Film, TV + Theatre

REVIEW: Is Netflix’s new teen drama series, ‘Fate: The Winx Saga’, a hit or miss?


By Melissa Foong

REVIEW: Is Netflix’s new teen drama series, ‘Fate: The Winx Saga’, a hit or miss?

Spoilers ahead

2021 seems to be the year where Hollywood does its thing i.e. bringing best-selling books to life by adapting it for TV. But unlike regular book adaptations, Fate: The Winx Saga is a live-action remake of the iconic Italian cartoon Winx Club created by Iginio Straffi. It was once dubbed and aired on the children’s cable channel, Nickelodeon.

Netflix’s new coming-of-age series, however, is created by none other than Brian Young—also the former producer of supernatural teen drama The Vampire Diaries. Ahead, we give you a brief review on the new adaptation and whether it’s worth a watch.


Image: Netflix

This bold new reinvention of the classic animated series, Winx Club, is a six-episode series that follows the journey of five fairies who attend a magical boarding school named Alfea. Similar to the Harry Potter franchise, young fairies are taken under the wings (literally) of legendary fairy warriors by attending classes to master their magical powers. Clearly targeted towards teenagers and young adults, Fate: The Winx Saga has your fair share of the usual teenage drama—girls (or fairies in this case) must navigate through love, rivalries and of course the life-threatening monsters that are out to get them.

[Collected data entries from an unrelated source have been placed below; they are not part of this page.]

PR #544, opened 2024-01-04
Support mise (new name for rtx)

x-ji:
Apparently the author of `rtx` changed its name to `mise` recently (rationale here: https://mise.jdx.dev/rtx.html). When you install `rtx` via `homebrew` and run `brew upgrade`, it automatically changes it to `mise` and with it the `rtx` command is changed to `mise` as well (but everything else works in the same way as `rtx`). This PR supports `mise`.

### DIFF
--- a/bin/activate_version_manager.sh
+++ b/bin/activate_version_manager.sh
@@ -2,7 +2,7 @@
 
 # The purpose of these functions is to detect and activate the correct
 # installed version manager in the current shell session. Currently, we
-# try to detect asdf and rtx.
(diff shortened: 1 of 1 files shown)


scohen (commented):
lgtm, @zachallaun ?

soundmonster:
In case you came here wondering why rtx doesn't work anymore after a `brew upgrade` and are looking for a temporary workaround until this PR is merged, a simple `alias rtx=mise` worked for me.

The five main female characters are Bloom (Abigail Cowen), Stella (Hannah van der Westhuysen), Aisha (Precious Mustapha), Musa (Elisha Applebaum) and Terra (Eliot Salt); of these five, let’s just say that Bloom (also the protagonist, in case you were wondering) is perhaps the least interesting character that could’ve used more polish from the writers.

As all the students’ powers are seemingly connected to their emotions, Bloom’s fire fairy powers are very much a reflection of her character traits—in this case, her stubbornness. At times, her obsessive determination in discovering her true identity brings out her narcissistic side.

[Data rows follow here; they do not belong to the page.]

Issue #539, opened 2024-01-03
Crash when importing macros


scohen:
I was typing the following and got a crash:
```elixir
import Entry, only: :m|
```

the crash was 
```
    ** (EXIT) exited in: GenServer.call({:via, :global, {LXical.Document.Store, 1091}}, {:fetch, "file:///Users/steve/Projects/lexical/apps/remote_control/lib/lexical/remote_control/search/store/backends/ets/state.ex"}, 5000)
        ** (EXIT) an exception was raised:
            ** (CaseClauseError) no case clause matching: :m
                (lx_common 0.3.0) lib/lexical/ast/analysis/import.ex:26: anonymous fn/2 in LXical.Ast.Analysis.Import.expand_selector/1
                (elixir 1.14.5) lib/enum.ex:2468: Enum."-reduce/3-lists^foldl/2-0-"/3
                (lx_common 0.3.0) lib/lexical/ast/analysis/import.ex:22: LXical.Ast.Analysis.Import.expand_selector/1
                (lx_common 0.3.0) lib/lexical/ast/analysis/import.ex:17: LXical.Ast.Analysis.Import.new/3
                (lx_common 0.3.0) lib/lexical/ast/analysis.ex:217: LXical.Ast.Analysis.analyze_node/2
                (lx_common 0.3.0) lib/lexical/ast/analysis.ex:72: anonymous fn/2 in LXical.Ast.Analysis.traverse/2
                (elixir 1.14.5) lib/macro.ex:635: anonymous fn/4 in Macro.do_traverse_args/4
                (stdlib 4.3.1.2) lists.erl:1462: :lists.mapfoldl_1/3
```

Though, it’d be great if Brian Young could explore more into Aisha’s life prior to Alfea—we can only hope that the second season will do just that, if there’s even one to begin with.

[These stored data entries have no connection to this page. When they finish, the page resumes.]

PR #548, opened 2024-01-09
Khepri backend

scohen:
Earlier in the week, I came to the realization that I was writing a database, which isn't what this project is about. An offhand comment from Hauleth in the elixir discord made me aware of the Khepri database by the folks who brought us rabbitMQ, and after looking at it, it seemed to be near ideal for our project.

This commit changes the backing store of the index to use the khepri database, which gives us a path-like structure to store data, journaling and snapshots, transactions, stored procedures and a whole host of other database-y things. It's a little (a lot) slower to load the initial data set (six seconds vs. a half second), but search time is quick, and the interface is fantastic.


apps/remote_control/lib/lexical/remote_control/search/store/backends/khepri.ex
```diff
@@ -0,0 +1,150 @@
...
+  require Logger
+
+  @behaviour Backend
+
+  @impl Backend
+  def new(%Project{} = project) do
+    result =
+      project
+      |> data_directory()
+      |> :khepri.start(khepri_store_id(project))
```
zachallaun, line 19: Maybe worth wrapping all this in a little helper to clean up this function body. 

```elixir
case start_khepri(project) do
  {:ok, _} = success ->
    success

  ...
end
```

apps/remote_control/lib/lexical/remote_control/search/store/backends/khepri/condition.ex
```diff
@@ -0,0 +1,7 @@
+defmodule Lexical.RemoteControl.Search.Store.Backends.Khepri.Condition do
+  require Record
+
+  for {name, fields} <- Record.extract_all(from_lib: "khepri/include/khepri.hrl") do
```
zachallaun, line 4: Can we add a moduledoc with a link to docs or something for all the records defined here?

zachallaun (commented):
Looks really clean! I still need to test locally to make sure that load time doesn't cause issues on slower machines (like mine), but this is promising.

apps/remote_control/lib/lexical/remote_control/search/store/backends/khepri/condition.ex
scohen: your "link" to "docs" is asking a lot. (Khepri uses the erlang docs, and they're _terrible_) I'll see what I can do.

zachallaun:
Even just link to this would be helpful for anyone looking at this the
first time:
https://github.com/rabbitmq/khepri/blob/main/include/khepri.hrl

scohen:
I think this one might be more helpful https://hexdocs.pm/khepri/khepri_condition.html

apps/remote_control/lib/lexical/remote_control/search/store/backends/khepri/operations.ex
```diff
@@ -0,0 +1,93 @@
...
+  shy away from using any of elixir's modules that come anywhere near protocols. That means
+  No inspect, no Enum, etc. Luckily tests will fail if we include anything we shouldn't.
+  """
+  alias Lexical.RemoteControl.Search.Indexer.Entry
+  alias Lexical.RemoteControl.Search.Store.Backends.Khepri.Condition
+
+  import Condition
+
+  def tx_insert_many(entries) do
+    :lists.foreach(&:khepri_tx.put(to_path(&1), &1), entries)
```
scottming, line 16: Enum.each

scottming (commented):
It looks really clean. I'd like to give it a try locally.

apps/remote_control/lib/lexical/remote_control/search/store/backends/khepri/operations.ex
scohen: Read the comment at the top of this file, we can't use Enum.each, because it references the Enumerable protocol.

scohen:
Closing this in favor of #554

Image: Killruddery House and Gardens

In a nutshell, the cinematography was average at best. The computer graphics were questionable at times but it wasn’t all bad. However, fans were quick to ask about the magical fairy school’s location and whether or not it actually exists.

The lavish architecture, extensive greenery and tall iron gates of Alfea College is actually a house in County Wicklow, Ireland. The Killruddery House and Gardens was originally built in the 17th century and was later remodelled and extended in 1820, according to the house’s records. Perhaps it’s the historical significance behind the house, but a handful of fans were raving about how the academy feels as magical as the spells that were cast within its walls.


Image: Netflix

With season one of the series mainly focusing on Bloom and her teenage existential crisis, many have deemed her character unlikeable. But who wouldn’t? She is selfish and hot-headed, but we have to agree that Abigail Cowen, who played Bloom, is an outstanding performer. She did her job and aced it. The same goes to the rest of the cast—if we had to nitpick on something, it would be the cringey lines they had to recite.


Image: Netflix

Season one of Fate: The Winx Saga wasn’t exactly awful. It moves at a genuinely alright pace and it certainly doesn’t lack ambition. If you’re looking for an entertaining escape, this one will do just fine—only if you’re totally cool with impetuous fairies, burnt corpses and angsty teen drama. However, we do suggest watching it as a stand alone as fans of the original animation have expressed their disappointment with the series.